Involvement of BglG in Lipopolysaccharides (LPS) Synthesis and Transport in Stationary Phase in E. coli.

BglG, an RNA binding regulatory protein encoded by the ß-glucoside (bgl) operon of E. coli is known to be involved in the regulation of several metabolic functions in stationary phase. A genome-wide comparative transcriptome analysis performed earlier between a ∆bglG strain and its isogenic WT counterpart revealed that genes involved in lipopolysaccharide (LPS) biosynthesis and transport were significantly down-regulated in the absence of BglG in stationary phase, suggesting a role for BglG in their regulation. We have investigated the involvement of BglG in LPS biosynthesis and transport. Consistent with the down-regulation of LPS synthesis and transport genes, the ∆bglG strain showed a loss of permeability barrier specifically in stationary phase, which could be rescued by introduction of wild type bglG on a plasmid. A search for a putative transcription factor involved in the regulation mediated by BglG led to the identification of GadE, which is one of the primary positive regulators of pH homeostasis and LPS core biosynthesis. Using RNA mobility shift and stability assays, we show that BglG binds specifically to gadE mRNA and enhances its stability. Consistent with this, loss of gadE leads to a partial defect in permeability. Based on our findings, we propose a model for the molecular mechanism involved in the regulation on LPS synthesis and transport by BglG.

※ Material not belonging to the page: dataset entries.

PR #493, opened 2026-08-01
Explain a refused contribution instead of dumping its transcript

hamzamerzic:
## Summary
- report a refused Send as one owner-facing sentence instead of git's raw stderr
- keep the sanitized transcript beside it, behind a collapsed disclosure
- stop the pre-push gate emitting colour when its streams are not a terminal
- resolve a card's failure purely from its own record, so it survives a reload

## Why
A Send rejected by the local pre-push gate showed the owner git's raw stderr:
ANSI colour codes rendered as literal `[1;31m`, npm's lifecycle banner, and the
one line that actually explained the refusal truncated mid-word at 600
characters. Those exact bytes were persisted on the ledger record, so the noise
outlived the attempt it described.

`ContributionSubmitError` already promised a failure "without exposing unsafe
raw state"; a terminal transcript is exactly that. It now carries an
owner-facing `message` and a separate sanitized `detail`. `push_rejected()`
classifies the refusal from the gate's own stable markers — its line prefix and
`<check> FAILED` — and attributes anything unrecognized to GitHub rather than to
us, so an unfamiliar transport error is never mislabelled as a local failure.

Colour suppression lives in the gate rather than in each reader: it is correct
for a human at a prompt and wrong for every other consumer, so logs, CI and
Contribute all receive clean text without each stripping it themselves.

Resolving the card's failure through a pure `submitFailure()` over one record
plus that row's own attempt also fixes a quieter bug — a failure previously
vanished with component state on reload, leaving a record that silently refused
to send. It retires a structural test asserting a `useState` identifier, so the
test ratchet drops to 779.

## Testing
- `scripts/wt-pytest.sh backend/tests/test_contribution_errors.py backend/tests/test_github_routes.py backend/tests/test_contribution_autopilot.py -q` (170 passed)
- `npm test` (2,336 passed)
- `npm run lint` (0 errors)
- `scripts/check-private-paths.sh HEAD` (OK)

### DIFF
--- a/backend/app/codex_login_parse.py
+++ b/backend/app/codex_login_parse.py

Catabolism of aromatic ß-glucosides by bacteria can lead to antibiotics resistance.

Antimicrobial resistance is a serious public health threat worldwide today. Escherichia coli is known to resist low doses of antibiotics in the presence of sodium salicylate and related compounds by mounting non-heritable transient phenotypic antibiotic resistance (PAR). In the present study, we demonstrate that Bgl+ bacterial strains harboring a functional copy of the ß-glucoside (bgl) operon and are actively hydrolyzing plant-derived aromatic ß-glucosides such as salicin show PAR to low doses of antibiotics. The aglycone released during metabolism of aromatic ß-glucosides is responsible for conferring this phenotype by de-repressing the multiple antibiotics resistance (mar) operon. We also show that prolonged exposure of Bgl+ bacteria to aromatic ß-glucosides in the presence of sub-lethal doses of antibiotics can lead to a significant increase in the frequency of mutants that show heritable resistance to higher doses of antibiotics. Although heritable drug resistance in many cases is known to reduce the fitness of the carrier strain, we did not see a cost associated with resistance in the mutants, most of which carry clinically relevant mutations. These findings indicate that the presence of the activated form of the bgl operon in the genome facilitates the survival of bacteria in environments in which both aromatic ß-glucosides and antibiotics are present.

Evolution of aromatic ß-glucoside utilization by successive mutational steps in Escherichia coli.

The bglA gene of Escherichia coli encodes phospho-ß-glucosidase A capable of hydrolyzing the plant-derived aromatic ß-glucoside arbutin. We report that the sequential accumulation of mutations in bglA can confer the ability to hydrolyze the related aromatic ß-glucosides esculin and salicin in two steps. In the first step, esculin hydrolysis is achieved through the acquisition of a four-nucleotide insertion within the promoter of the bglA gene, resulting in enhanced steady-state levels of the bglA transcript. In the second step, hydrolysis of salicin is achieved through the acquisition of a point mutation within the bglA structural gene close to the active site without the loss of the original catabolic activity against arbutin. These studies underscore the ability of microorganisms to evolve additional metabolic capabilities by mutational modification of preexisting genetic systems under selection pressure, thereby expanding their repertoire of utilizable substrates.